To better treat adolescent and young adult (AYA) patients with various subtypes of Hodgkin and non-Hodgkin lymphomas (NHL), Andrew Evens, DO, speaks to the importance of primary care, screening access, and research.
Last month, Andrew Evens, DO, MBA, MSc, Rutgers Cancer Institute and Jack & Sheryl Morris Cancer Center, joined The American Journal of Managed Care® (AJMC®) to spread awareness about the particular challenges that impact adolescent and young adult (AYA) patients with forms of Hodgkin and non-Hodgkin lymphoma (NHL). Later on, he discussed the value of expanding clinical knowledge of lymphoma biology, which could inform the management and treatment of lymphoma in AYA populations.

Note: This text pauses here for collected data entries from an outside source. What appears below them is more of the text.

PR #1242, opened 2020-10-31
Foldable toc, improved

deining:


remkop:
Looks good, thanks for the improvement!
I only had time for a quick look now, will publish the rendered HTML tomorrow. 

Thank you again!

remkop:

It still takes a little getting used to 😅 but I am a lot more comfortable with having 2 levels visible in the TOC for the user manual; this is a big improvement over #1239 to me. 
For the Quick Guide it seems quite a good fit: I like the initial impression of simplicity by not showing too many subsection and sub-subsection titles at once, but that means the TOC is very sparse. Having only the focused section expand seems a good compromise.

PR #1247, opened 2020-11-02
Manual: extended Spring Boot example

deining:
This PR brings an extended Spring Boot example
- details on how to set up a skeleton Spring Boot project
- a fully working, meaningful sample app.

This comes with a price, the section is much longer now. I didn't know where to shorten without putting the Sping Boot style of the example at risk.


remkop:

True that this is a bit longer, but that is now consistent across Micronaut and Quarkus as well. 
We can reconsider this later. It is nice to have a realistic example!

PR #301, opened 2018-10-17
Unify the UI style in sign up, sign in buttons when using omniauth (GRN-35)

jfederico:


app/views/users/new.html.erb
```diff
@@ -22,30 +22,14 @@
         </div>
         <div class="card-body background">
           <% unless configured_providers.length.zero? %>
-
-            <% if configured_providers.include? :google %>
-              <% provider = :google %>
+            <% configured_providers.each do |provider| %>
```
jiama843:
```suggestion
            <% iconset_providers.each do |provider| %>
```

PR #307, opened 2018-10-23
Fixed #306 Restrict domain on Office365 OAuth2 (GRN-39)

### LINKED ISSUE #306: Add restriction by domain for Office365 signin
As an addition to Office365 OAuth2, since specialized domains for certain groups using Office365 accounts is pretty common, it would be helpful to allow restriction by domain.

jiama843:
Added the feature:
https://github.com/bigbluebutton/greenlight/issues/306


jfederico:
The only problem with this is that the Gem we selected is not updated and the developer is not providing support, even though we submiuted a PR.
Since we don't want to fork and maintain a gem, me may want to look for a different one.

jfederico:
As the guy who developed the gem we are using has not responded, and we don't want to maintain a OAuth2 gem for this, we have to find a different gem to replace the one we originally found.

jfederico:
The Gem was replaced.
Closing this PR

Building on these topics, Evens spoke to pertinent gaps that influence NHL care for AYA populations: lacking screening protocols, access, and insurance considerations. For these reasons, he added, primary care providers play an important role in addressing the needs of these patients. While early screening measures are insufficient, he discussed the available resources for those seeking to manage a new diagnosis, patients and their clinicians alike.
This transcript has been lightly edited for clarity.

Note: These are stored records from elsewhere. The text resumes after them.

PR #311, opened 2018-10-26
Allow for specification of email sender

jiama843:
This feature allows a user to specify the email address outgoing mail is sent from and is necessary to set up aws ses.

### DIFF
--- a/app/mailers/user_mailer.rb
+++ b/app/mailers/user_mailer.rb
@@ -17,7 +17,7 @@
 # with BigBlueButton; if not, see <http://www.gnu.org/licenses/>.
 
 class UserMailer < ApplicationMailer
-  default from: 'notifications@example.com'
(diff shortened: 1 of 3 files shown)


app/views/user_mailer/verify_email.html.erb
```diff
@@ -22,7 +22,7 @@
     <meta content='text/html; charset=UTF-8' http-equiv='Content-Type' />
   </head>
   <body>
-    <h1>Welcome to Greenlight!, <%= @user.name %></h1>
+    <h1>Welcome to BigBlueButton!, <%= @user.name %></h1>
     <p>
       You have successfully signed up for Greenlight,
```
jfederico: Shouldn't we be consistent here too? Greenlight or BigBlueButton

AJMC: Can you speak to the value of early detection and screening strategies for NHL, and any related challenges here?
Andrew Evens, DO | image credit: cinj.org
Evens: There are not real screening strategies, but in a way, that's not a surprise; there are a hundred different cancers. There are really only 4 or 5 that have cost-effective screening methods: breast cancer, colon cancer, gynecologic cervical cancer, prostate cancer, and sometimes lung cancer. Most other cancers don't have a screening, partly because we don't have a real test to do it. Also, the incidence is not as high. Those are much more common cancers, although that waxes and wanes. This is why it can be unclear what should or should not be done for screening.
AJMC: What resources are available to AYA patients with NHL who are managing a new diagnosis?

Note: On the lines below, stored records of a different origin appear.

PR #324, opened 2018-11-15
 Fixed #323 Allow users to select a language in settings (GRN-17)

### LINKED ISSUE #323: Allow users to select a language in settings (GRN-17)
Greenlight and BBB are multilanguage applications. BUT, while BBB allow users to choose the preferred language, greenlight shows the content in the language set up as default for the browser.

A registered user can choose from a list (or group) of languages enabled.

jiama843:
Added feature for the following:
https://github.com/bigbluebutton/greenlight/issues/323

### DIFF
--- a/Gemfile.lock
+++ b/Gemfile.lock
@@ -181,7 +181,7 @@ GEM
     public_suffix (3.0.3)
     puma (3.11.4)
     pyu-ruby-sasl (0.0.3.3)
-    rack (2.0.5)
+    rack (2.0.6)
     rack-test (0.6.3)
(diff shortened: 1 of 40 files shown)


jfederico:
Two more details:
When selecting a language other than English
1. If the string is not translated, it should failover English
2. When applying the language, the flash message should be shown in the correct language. Right now the language has to be appliued twice.

jiama843:
I was able to fix the flash message but it seems that the default locale works as intended. I did some testing with existing components and it appears that when there is no value specified for the translation, the key is used instead.

PR #330, opened 2018-12-07
Add tags to recordings (GRN-13)

jiama843:
Users have a new way to rename recordings, furthermore, they can add tags to recordings and list them with an addition of a new modal:

image


farhatahmad:
Out of scope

Evens: There are resources out there in general, whether through the Lymphoma Research Foundation, American Cancer Society, and others. But I can't say a lot of that information is tailored in any form or fashion to AYAs. It's more general to Hodgkin or diffuse large B-cell lymphoma, or others, and we need more. We need more to address many of the issues from the very beginning, not just the biology and the diagnosis, but some of the social factors, access to health care, and financial toxicity. If you have insurance, get access, get a good treatment, how do you navigate the financial aspects, and what about survivorship care? There’s a lot of general information, but we need more tailored to this specific patient age group.
AJMC: Can you speak to the health barriers that impact AYA patients’ ability to access timely, quality NHL care?
Evens: It starts with the (A) access and (B) insurance. Many don't have a primary care provider that they’re seeing once or twice a year and doing exams. Therefore, they might let something persist longer than they should. They’re not already docked in with routine health care. And then, do they have insurance and access? That's a barrier.
Navigating those social factors of being a new younger adult, wherever you are within the 15-39 age spectrum, those are barriers to address as well. There are some resources that hospitals have to help patients. But I can tell you, it's heterogeneous. Rutgers Cancer Institute is a very large cancer center with resources. Our pediatric colleagues at RWJBarnabas Health also have a program called Child Life Services that has extra social workers, oncologists, psychologists, and some financial navigation services for patients.
I think those are hopefully barriers that can improve over time. And not just at the academic center but at our community oncology colleagues; if they don't have resources in their office, there could at least be information somewhere online where patients could go, even if it's remote video counseling.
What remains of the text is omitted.